Collected data entries

• • • • • • •

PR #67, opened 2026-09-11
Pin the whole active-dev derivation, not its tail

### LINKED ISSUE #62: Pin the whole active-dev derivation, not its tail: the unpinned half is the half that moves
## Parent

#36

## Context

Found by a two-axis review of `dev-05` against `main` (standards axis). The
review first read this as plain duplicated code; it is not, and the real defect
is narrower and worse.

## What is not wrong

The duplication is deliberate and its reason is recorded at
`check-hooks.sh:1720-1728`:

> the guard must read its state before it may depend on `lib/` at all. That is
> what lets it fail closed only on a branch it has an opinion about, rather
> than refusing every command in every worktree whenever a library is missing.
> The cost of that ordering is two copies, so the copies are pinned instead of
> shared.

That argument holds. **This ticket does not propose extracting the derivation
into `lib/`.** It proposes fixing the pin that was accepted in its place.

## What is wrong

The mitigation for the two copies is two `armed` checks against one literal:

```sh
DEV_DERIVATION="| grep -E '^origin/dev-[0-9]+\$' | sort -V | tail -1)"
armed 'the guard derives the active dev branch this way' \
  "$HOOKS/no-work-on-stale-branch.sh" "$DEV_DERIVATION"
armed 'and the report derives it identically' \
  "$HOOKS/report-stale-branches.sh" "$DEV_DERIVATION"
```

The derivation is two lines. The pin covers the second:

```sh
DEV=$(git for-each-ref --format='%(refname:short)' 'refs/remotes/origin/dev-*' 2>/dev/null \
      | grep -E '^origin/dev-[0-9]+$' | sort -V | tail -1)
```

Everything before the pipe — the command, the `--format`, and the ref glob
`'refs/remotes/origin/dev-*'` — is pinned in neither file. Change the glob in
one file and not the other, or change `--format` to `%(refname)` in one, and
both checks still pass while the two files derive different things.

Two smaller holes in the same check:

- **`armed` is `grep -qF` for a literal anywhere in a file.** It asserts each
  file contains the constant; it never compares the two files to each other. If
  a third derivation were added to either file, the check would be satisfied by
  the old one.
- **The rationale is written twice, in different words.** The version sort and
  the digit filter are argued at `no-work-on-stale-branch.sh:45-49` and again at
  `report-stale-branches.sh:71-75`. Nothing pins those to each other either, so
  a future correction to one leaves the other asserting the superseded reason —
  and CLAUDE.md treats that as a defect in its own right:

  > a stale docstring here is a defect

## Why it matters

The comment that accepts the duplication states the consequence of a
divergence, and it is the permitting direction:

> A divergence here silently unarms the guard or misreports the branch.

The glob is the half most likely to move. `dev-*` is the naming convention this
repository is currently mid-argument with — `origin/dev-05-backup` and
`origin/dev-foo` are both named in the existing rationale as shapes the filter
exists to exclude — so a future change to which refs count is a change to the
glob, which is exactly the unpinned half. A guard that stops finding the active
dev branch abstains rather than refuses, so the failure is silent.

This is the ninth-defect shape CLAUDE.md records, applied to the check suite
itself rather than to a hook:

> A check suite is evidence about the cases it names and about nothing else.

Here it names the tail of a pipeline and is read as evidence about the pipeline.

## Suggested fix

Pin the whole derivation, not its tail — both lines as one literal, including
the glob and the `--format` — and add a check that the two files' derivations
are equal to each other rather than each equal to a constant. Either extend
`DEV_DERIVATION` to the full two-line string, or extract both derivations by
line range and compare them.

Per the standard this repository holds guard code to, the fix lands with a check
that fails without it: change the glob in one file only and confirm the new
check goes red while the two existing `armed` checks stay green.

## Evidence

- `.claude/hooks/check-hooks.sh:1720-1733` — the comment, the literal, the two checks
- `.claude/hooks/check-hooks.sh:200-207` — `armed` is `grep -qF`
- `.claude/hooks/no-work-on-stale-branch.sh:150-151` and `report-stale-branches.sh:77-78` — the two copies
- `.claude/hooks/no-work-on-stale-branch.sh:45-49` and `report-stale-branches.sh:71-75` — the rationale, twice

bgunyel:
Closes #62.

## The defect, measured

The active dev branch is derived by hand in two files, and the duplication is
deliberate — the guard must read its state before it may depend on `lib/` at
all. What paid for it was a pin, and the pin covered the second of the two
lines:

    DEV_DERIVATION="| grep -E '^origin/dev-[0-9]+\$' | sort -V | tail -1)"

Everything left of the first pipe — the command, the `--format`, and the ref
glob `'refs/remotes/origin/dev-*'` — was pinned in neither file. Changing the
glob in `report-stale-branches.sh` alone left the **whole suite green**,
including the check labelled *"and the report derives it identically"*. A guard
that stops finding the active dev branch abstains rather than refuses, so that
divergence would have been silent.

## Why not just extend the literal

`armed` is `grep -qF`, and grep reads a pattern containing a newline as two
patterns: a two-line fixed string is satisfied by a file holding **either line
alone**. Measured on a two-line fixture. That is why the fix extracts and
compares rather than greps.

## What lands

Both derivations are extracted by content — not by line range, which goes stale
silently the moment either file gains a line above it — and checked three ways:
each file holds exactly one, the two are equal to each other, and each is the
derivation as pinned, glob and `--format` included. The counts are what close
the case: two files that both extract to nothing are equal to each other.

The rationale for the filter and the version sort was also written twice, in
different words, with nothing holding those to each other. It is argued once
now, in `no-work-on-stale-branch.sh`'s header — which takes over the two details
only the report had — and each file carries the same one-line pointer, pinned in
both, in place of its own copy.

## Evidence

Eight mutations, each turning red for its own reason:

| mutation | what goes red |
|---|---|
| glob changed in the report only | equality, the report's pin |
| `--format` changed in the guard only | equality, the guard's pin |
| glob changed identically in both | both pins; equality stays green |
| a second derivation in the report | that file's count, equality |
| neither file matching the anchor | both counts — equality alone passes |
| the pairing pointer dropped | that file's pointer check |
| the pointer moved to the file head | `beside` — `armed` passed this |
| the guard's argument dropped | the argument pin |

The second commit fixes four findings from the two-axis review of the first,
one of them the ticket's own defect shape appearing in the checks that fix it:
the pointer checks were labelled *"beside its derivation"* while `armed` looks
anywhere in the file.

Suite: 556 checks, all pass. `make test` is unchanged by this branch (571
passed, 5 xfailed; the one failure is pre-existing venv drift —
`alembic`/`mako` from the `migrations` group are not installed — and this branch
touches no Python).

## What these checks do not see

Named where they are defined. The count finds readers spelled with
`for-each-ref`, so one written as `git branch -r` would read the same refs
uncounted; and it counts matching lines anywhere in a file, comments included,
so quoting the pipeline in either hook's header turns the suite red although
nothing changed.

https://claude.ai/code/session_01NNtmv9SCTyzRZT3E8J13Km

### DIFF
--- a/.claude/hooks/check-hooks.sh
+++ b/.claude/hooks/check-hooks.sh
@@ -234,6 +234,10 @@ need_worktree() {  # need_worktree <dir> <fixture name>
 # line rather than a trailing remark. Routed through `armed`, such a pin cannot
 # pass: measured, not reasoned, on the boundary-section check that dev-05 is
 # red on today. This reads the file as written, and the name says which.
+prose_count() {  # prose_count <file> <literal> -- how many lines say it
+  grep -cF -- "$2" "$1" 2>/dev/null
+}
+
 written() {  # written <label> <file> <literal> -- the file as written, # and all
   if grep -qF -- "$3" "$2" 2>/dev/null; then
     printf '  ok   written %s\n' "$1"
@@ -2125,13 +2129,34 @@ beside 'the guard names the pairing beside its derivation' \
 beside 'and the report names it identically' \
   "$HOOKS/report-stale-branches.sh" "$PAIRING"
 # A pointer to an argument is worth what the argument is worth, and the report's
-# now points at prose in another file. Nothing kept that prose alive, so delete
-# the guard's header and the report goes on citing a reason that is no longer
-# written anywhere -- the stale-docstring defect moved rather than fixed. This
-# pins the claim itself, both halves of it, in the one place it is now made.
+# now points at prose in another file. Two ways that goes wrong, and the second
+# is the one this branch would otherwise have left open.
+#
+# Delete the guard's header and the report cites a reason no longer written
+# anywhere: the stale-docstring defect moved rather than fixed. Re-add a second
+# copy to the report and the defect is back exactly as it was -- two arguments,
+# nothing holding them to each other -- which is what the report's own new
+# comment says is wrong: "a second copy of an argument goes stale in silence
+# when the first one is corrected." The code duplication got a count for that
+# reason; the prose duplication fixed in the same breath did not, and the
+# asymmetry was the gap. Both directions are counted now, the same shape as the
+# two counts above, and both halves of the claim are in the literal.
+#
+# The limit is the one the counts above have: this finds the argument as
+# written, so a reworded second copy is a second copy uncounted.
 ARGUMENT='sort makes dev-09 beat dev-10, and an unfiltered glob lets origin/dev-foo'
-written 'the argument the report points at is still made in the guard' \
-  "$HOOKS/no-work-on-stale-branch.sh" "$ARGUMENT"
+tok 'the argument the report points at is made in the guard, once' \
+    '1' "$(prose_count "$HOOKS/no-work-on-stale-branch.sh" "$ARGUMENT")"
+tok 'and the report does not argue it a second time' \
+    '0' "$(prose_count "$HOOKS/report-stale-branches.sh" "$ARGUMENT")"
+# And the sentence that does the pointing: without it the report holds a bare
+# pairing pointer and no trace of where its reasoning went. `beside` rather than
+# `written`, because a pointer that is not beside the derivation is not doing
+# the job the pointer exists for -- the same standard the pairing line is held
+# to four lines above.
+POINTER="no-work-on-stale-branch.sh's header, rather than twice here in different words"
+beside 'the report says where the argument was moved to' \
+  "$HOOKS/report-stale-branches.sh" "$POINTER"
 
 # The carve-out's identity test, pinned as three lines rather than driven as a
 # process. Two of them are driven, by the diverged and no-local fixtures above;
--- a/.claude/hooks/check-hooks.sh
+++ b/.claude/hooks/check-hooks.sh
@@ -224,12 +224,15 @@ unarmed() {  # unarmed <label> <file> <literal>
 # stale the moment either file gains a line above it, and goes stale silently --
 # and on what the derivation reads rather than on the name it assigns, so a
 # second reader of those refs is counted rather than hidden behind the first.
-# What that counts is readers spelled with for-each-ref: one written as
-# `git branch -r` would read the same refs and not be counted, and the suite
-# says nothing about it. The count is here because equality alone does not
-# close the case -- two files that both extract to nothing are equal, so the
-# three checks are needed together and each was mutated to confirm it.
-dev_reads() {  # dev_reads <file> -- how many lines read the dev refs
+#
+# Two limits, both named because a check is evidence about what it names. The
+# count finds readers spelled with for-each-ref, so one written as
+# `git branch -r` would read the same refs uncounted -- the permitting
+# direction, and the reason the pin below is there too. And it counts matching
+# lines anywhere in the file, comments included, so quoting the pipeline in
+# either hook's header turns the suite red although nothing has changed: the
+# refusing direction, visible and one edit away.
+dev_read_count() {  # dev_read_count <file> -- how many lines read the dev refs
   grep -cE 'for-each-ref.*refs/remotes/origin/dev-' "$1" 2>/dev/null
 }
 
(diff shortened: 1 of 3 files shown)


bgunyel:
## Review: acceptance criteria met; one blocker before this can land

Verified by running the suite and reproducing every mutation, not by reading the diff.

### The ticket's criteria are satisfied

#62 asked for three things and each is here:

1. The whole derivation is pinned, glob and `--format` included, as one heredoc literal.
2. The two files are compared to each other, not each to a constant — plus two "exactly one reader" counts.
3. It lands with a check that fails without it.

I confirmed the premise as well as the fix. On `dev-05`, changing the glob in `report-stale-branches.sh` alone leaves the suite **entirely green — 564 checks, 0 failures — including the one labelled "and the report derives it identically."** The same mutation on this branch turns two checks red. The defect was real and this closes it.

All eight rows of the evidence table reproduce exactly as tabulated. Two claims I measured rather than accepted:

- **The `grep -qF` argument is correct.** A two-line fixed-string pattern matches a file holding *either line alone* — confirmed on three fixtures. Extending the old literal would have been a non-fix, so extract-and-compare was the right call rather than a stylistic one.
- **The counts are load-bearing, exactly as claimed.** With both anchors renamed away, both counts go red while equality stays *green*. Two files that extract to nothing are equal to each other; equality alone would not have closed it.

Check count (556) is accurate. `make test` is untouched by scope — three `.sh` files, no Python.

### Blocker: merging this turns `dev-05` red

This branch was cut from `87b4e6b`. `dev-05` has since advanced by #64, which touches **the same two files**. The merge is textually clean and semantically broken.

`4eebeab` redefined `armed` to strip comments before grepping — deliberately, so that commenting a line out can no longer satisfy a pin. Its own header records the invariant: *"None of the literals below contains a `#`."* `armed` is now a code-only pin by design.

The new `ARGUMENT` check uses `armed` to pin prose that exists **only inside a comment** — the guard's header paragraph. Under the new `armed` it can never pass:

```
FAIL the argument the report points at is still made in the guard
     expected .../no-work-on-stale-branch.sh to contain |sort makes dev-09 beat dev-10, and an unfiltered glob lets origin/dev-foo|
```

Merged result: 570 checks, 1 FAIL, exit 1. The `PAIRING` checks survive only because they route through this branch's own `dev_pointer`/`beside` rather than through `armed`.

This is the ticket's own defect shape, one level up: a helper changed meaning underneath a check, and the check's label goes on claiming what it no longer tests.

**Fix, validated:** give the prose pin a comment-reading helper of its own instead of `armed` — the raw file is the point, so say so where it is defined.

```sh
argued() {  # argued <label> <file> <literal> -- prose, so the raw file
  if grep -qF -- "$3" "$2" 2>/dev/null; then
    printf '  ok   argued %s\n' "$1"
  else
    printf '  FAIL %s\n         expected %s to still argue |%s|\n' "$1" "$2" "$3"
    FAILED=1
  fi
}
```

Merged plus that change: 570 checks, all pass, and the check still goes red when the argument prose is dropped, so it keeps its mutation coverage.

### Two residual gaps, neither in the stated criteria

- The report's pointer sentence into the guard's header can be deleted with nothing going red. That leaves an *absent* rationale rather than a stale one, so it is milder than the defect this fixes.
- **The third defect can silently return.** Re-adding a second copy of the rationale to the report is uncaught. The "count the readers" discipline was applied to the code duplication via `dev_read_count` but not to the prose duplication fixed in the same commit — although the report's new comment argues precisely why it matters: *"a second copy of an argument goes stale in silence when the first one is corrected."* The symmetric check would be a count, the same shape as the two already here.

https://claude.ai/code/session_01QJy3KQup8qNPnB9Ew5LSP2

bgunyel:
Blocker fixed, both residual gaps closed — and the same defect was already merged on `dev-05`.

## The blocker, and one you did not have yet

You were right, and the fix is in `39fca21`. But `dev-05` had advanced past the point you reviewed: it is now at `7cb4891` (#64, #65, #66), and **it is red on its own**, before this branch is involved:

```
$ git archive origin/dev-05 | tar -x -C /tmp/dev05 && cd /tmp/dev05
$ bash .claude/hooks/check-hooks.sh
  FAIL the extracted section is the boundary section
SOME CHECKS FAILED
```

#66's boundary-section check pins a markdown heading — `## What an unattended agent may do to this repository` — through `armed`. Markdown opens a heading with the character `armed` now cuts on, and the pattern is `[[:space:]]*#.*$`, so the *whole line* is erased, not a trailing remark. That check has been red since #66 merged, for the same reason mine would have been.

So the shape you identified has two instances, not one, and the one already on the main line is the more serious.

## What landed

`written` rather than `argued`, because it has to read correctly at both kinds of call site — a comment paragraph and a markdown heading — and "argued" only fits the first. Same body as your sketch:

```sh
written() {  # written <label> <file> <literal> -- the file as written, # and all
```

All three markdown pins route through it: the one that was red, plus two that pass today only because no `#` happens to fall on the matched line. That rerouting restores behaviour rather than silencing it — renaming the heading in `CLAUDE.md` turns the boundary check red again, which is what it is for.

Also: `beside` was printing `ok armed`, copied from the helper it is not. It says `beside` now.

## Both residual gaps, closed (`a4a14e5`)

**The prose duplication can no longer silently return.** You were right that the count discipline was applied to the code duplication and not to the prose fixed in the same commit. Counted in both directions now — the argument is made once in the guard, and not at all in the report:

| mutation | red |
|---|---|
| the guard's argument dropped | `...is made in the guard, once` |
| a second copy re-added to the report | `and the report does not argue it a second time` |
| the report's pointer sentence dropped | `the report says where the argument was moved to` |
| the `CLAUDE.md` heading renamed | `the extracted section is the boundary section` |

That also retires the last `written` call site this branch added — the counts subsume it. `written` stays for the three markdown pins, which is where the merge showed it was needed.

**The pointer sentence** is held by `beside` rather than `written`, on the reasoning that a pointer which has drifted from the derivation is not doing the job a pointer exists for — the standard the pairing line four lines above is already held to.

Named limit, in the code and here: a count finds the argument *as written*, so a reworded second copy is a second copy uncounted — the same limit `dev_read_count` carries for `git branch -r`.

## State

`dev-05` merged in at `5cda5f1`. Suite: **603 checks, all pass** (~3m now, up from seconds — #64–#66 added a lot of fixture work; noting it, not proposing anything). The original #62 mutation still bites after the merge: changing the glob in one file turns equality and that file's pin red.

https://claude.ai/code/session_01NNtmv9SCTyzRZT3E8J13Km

• • • • • • •

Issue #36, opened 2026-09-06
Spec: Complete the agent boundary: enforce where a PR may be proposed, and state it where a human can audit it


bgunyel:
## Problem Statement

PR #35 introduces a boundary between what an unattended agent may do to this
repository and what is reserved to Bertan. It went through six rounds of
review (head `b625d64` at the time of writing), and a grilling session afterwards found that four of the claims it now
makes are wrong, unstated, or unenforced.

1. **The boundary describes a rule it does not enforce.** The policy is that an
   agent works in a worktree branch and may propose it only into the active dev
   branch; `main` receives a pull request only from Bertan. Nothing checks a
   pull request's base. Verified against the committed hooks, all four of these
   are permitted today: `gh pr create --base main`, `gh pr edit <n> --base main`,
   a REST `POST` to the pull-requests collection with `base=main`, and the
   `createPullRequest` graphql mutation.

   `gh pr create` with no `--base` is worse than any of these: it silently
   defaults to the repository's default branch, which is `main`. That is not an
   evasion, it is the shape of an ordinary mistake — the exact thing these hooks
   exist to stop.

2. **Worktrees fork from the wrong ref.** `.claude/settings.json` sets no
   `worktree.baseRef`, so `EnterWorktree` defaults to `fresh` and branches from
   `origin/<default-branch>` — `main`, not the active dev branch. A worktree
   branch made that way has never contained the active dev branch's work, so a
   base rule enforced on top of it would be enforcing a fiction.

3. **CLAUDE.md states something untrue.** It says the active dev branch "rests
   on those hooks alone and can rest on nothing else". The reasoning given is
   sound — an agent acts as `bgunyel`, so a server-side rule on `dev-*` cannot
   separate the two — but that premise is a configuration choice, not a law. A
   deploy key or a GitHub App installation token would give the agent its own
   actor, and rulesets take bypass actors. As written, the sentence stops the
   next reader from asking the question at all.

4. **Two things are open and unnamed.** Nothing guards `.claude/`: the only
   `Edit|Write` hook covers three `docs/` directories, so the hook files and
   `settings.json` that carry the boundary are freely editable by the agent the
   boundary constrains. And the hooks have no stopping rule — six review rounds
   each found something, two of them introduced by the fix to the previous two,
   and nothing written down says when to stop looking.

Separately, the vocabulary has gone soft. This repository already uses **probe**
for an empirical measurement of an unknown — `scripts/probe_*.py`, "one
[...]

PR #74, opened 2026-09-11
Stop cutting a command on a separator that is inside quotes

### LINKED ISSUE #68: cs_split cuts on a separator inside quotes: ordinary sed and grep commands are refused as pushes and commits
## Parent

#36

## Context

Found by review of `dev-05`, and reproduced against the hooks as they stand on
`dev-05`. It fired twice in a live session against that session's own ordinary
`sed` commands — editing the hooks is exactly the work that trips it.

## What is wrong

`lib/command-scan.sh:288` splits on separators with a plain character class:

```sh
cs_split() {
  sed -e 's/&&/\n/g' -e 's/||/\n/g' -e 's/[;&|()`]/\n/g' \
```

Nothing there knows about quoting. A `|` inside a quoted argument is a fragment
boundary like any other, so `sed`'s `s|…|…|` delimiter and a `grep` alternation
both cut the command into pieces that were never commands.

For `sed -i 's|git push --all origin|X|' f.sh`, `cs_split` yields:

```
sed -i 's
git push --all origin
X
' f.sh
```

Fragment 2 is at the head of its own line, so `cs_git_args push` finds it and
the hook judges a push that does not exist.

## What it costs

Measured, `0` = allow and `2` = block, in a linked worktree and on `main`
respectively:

• • • • • • •

## What to produce
Take the records above and return, word for word, only the lines that fall from the line with "PR #67, opened 2026-09-11" to the line with "review first read", both of them included.

## Reply
PR #67, opened 2026-09-11
Pin the whole active-dev derivation, not its tail

### LINKED ISSUE #62: Pin the whole active-dev derivation, not its tail: the unpinned half is the half that moves
## Parent

#36

## Context

Found by a two-axis review of `dev-05` against `main` (standards axis). The
review first read this as plain duplicated code; it is not, and the real defect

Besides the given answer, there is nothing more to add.